Intel’s quarterly reporting itself generates a lot of information, and the CEO’s interview with the resource Barron’s allows us, for the third day in a row, to examine the business restructuring plans that Patrick Gelsinger has been implementing during his two and a half years in office. Under him, Intel began, if not to get rid of some assets, then to move them outside the general corporate structure.
Image source: Intel
First of all, the Israeli company Mobileye, which previously enjoyed fairly high autonomy within Intel, managed to launch an IPO last fall, and the head of the processor giant was quite pleased with its results. It was recently announced that the Programmable Solutions Group, which inherited Altera’s programmable matrix business, would also be separated from an organizational perspective. In the next two or three years, as Gelsinger explained, it will also go public. Let us recall that Altera was absorbed by Intel eight years ago by decision of the previous management, and now Gelsinger, if not playing back such decisions, is at least trying to reduce the load on the company’s core business through restructuring.
The head of Intel also added that the IMS photomask manufacturing division also received an external investor in the person of the Taiwanese company TSMC. Essentially, as Gelsinger explains, he divided Intel into two main companies and three subsidiary companies.

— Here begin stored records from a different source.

PR #1746, opened 2019-06-13
web: disambiguate k8s status from Tilt status

jazzdan:
This lays the groundwork for a series of changes that will disentangle the idea of "the status in kubernetes" from "where is this resource in Tilt's flow", in to two different statuses: `RuntimeStatus` (for k8s) and `ResourceStatus` (for Tilt).

In a future PR I will remove the `combinedStatus` function and call two different functions: `runtimeStatus` and `resourceStatus` as appropriate in the various places that `combinedStatus` is used.

All this PR does is:
1. Introduce `RuntimeStatus` and `ResoruceStatus`
2. Refactor tests to use the appropriate types

### DIFF
--- a/web/src/HUD.test.tsx
+++ b/web/src/HUD.test.tsx
@@ -71,7 +71,7 @@ it("doesn't re-render the sidebar when the logs change", async () => {
   let resourceView = oneResourceView()
   hud.setState({ View: resourceView })
   let oldDOMNode = root.find(".Sidebar").getDOMNode()
-  resourceView.Resources[0].PodLog += "hello world\n"
+  resourceView.Resources[0].ResourceInfo.PodLog += "hello world\n"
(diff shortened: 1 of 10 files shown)


web/src/HUD.test.tsx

By two main ones, he means the division of powers between processor developers and their manufacturers within Intel. Their interaction has been transferred to more commercially sound principles, which should increase discipline and reduce costs at the processor development stage. The manufacturing part of Intel, among other things, is now entering the contract services market, so it can quite reasonably be considered an independent business.